---------- DATA SUPPLIED ----------
PR #1790, opened 2023-11-28
Rewriting tests part 2

szczygiel-m:
1. JmsConsumingTest
2. FilteringJsonTest
3. FilteringHeadersTest


moscicky (changes requested):
One minor issue to fix and then +1 from me

integration-tests/src/integrationTest/java/pl/allegro/tech/hermes/integrationtests/FilteringJsonTest.java
```diff
@@ -0,0 +1,96 @@
...
+                .build());
+
+        // when
+        hermes.api().publishUntilSuccess(topic.getQualifiedName(), ALICE.asJson());
+        hermes.api().publishUntilSuccess(topic.getQualifiedName(), ALICE_GREY.asJson());
+        hermes.api().publishUntilSuccess(topic.getQualifiedName(), BOB.asJson());
+        hermes.api().publishUntilSuccess(topic.getQualifiedName(), BOB_GREY.asJson());
+
+        // then
+        subscriber.waitUntilReceived(BOB_GREY.asJson());
```
moscicky, line 74: I'd say this check is insufficient because it only checks whether `BOB_GREY` has been received and does not fail when receiving other messages. Can we add an assertion that only this message was received? This also applies to other filtering tests

moscicky (approved):

PR #1796, opened 2023-12-11
rewrite e2e tests

moscicky:
Rewrite tests which require custom frontend setup:
- buffer loading test
- graceful shutdown test
- https client publishing test
- publishing on avro topic without schema test
- attaching keep alive header test

Additionally reuse kafka, zk and schema registry between those tests


integration-tests/src/integrationTest/java/pl/allegro/tech/hermes/integrationtests/AsyncPublisherAutoRetryTest.java
```diff
@@ -0,0 +1,74 @@
...
+import static com.github.tomakehurst.wiremock.client.WireMock.postRequestedFor;
+import static com.github.tomakehurst.wiremock.client.WireMock.urlEqualTo;
+
+public class AsyncPublisherAutoRetryTest {
+    private static final String TOPICS_ROOT = "/topics/";
+    private static final String EXISTING_TOPIC = "existing";
+    private static final String EXISTING_TOPIC_URL = TOPICS_ROOT + EXISTING_TOPIC;
+    private static final String NOT_EXISTING_TOPIC = "not-existing";
+    private static final String NOT_EXISTING_TOPIC_URL = TOPICS_ROOT + NOT_EXISTING_TOPIC;
+    private static final int frontendPort = Ports.nextAvailable();
```
piotrrzysko, line 27: I wouldn't use `Ports.nextAvailable()`. Take a look at how it is implemented. It opens and closes a socket, potentially leaving it in the `TIME_WAIT` state. This, in turn, sometimes leads to "Address already in use" errors. Instead, I'd use ephemeral ports - just pass 0 as a port.

integration-tests/src/slowIntegrationTest/java/pl/allegro/tech/hermes/integrationtests/HermesServerGracefulShutdownTest.java
```diff
@@ -0,0 +1,65 @@
...
+    public static InfrastructureExtension infra = new InfrastructureExtension();
+
+    private HermesFrontendTestApp frontend;
+    private HermesServer hermesServer;
+    FrontendTestClient frontendClient;
+
+    @BeforeEach
+    public void beforeEach() {
+        frontend = new HermesFrontendTestApp(infra.hermesZookeeper(), infra.kafka(), infra.schemaRegistry());
+        frontend.withProperty(FRONTEND_GRACEFUL_SHUTDOWN_ENABLED, false);
```
piotrrzysko, line 32: If I'm not mistaken, this parameter doesn't affect the tests in this class in any way. Yet it is a bit misleading to set it to true while we are testing that the graceful shutdown is enabled. Perhaps, we can skip setting it.

integration-tests/src/integrationTest/java/pl/allegro/tech/hermes/integrationtests/AsyncPublisherAutoRetryTest.java
```diff
@@ -0,0 +1,74 @@
...
+import pl.allegro.tech.hermes.test.helper.util.Ports;
+
+import java.net.URI;
+
+import static com.github.tomakehurst.wiremock.client.WireMock.aResponse;
+import static com.github.tomakehurst.wiremock.client.WireMock.post;
+import static com.github.tomakehurst.wiremock.client.WireMock.postRequestedFor;
+import static com.github.tomakehurst.wiremock.client.WireMock.urlEqualTo;
+
+public class AsyncPublisherAutoRetryTest {
```
piotrrzysko, line 21: What do you think about moving this test to the hermes-client module? Take a look at `pl.allegro.tech.hermes.client.ReactiveHermesSenderTest`. This one can also be considered an integration test but is placed in the hermes-client module. 

The other way around approach is also possible, of course, but I lean towards having only tests in the integration-tests module that span multiple hermes modules.

moscicky: Looking more into this I wonder if this test is needed at all. In `hermes-client` module we already have tests covering cases tested here. I'd vote for removing this test class completely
----------
» WHAT TO WORK ON
From the entries above, copy each line that holds "String".

» ANSWER SECTION
+    private static final String TOPICS_ROOT = "/topics/";
+    private static final String EXISTING_TOPIC = "existing";
+    private static final String EXISTING_TOPIC_URL = TOPICS_ROOT + EXISTING_TOPIC;
+    private static final String NOT_EXISTING_TOPIC = "not-existing";
+    private static final String NOT_EXISTING_TOPIC_URL = TOPICS_ROOT + NOT_EXISTING_TOPIC;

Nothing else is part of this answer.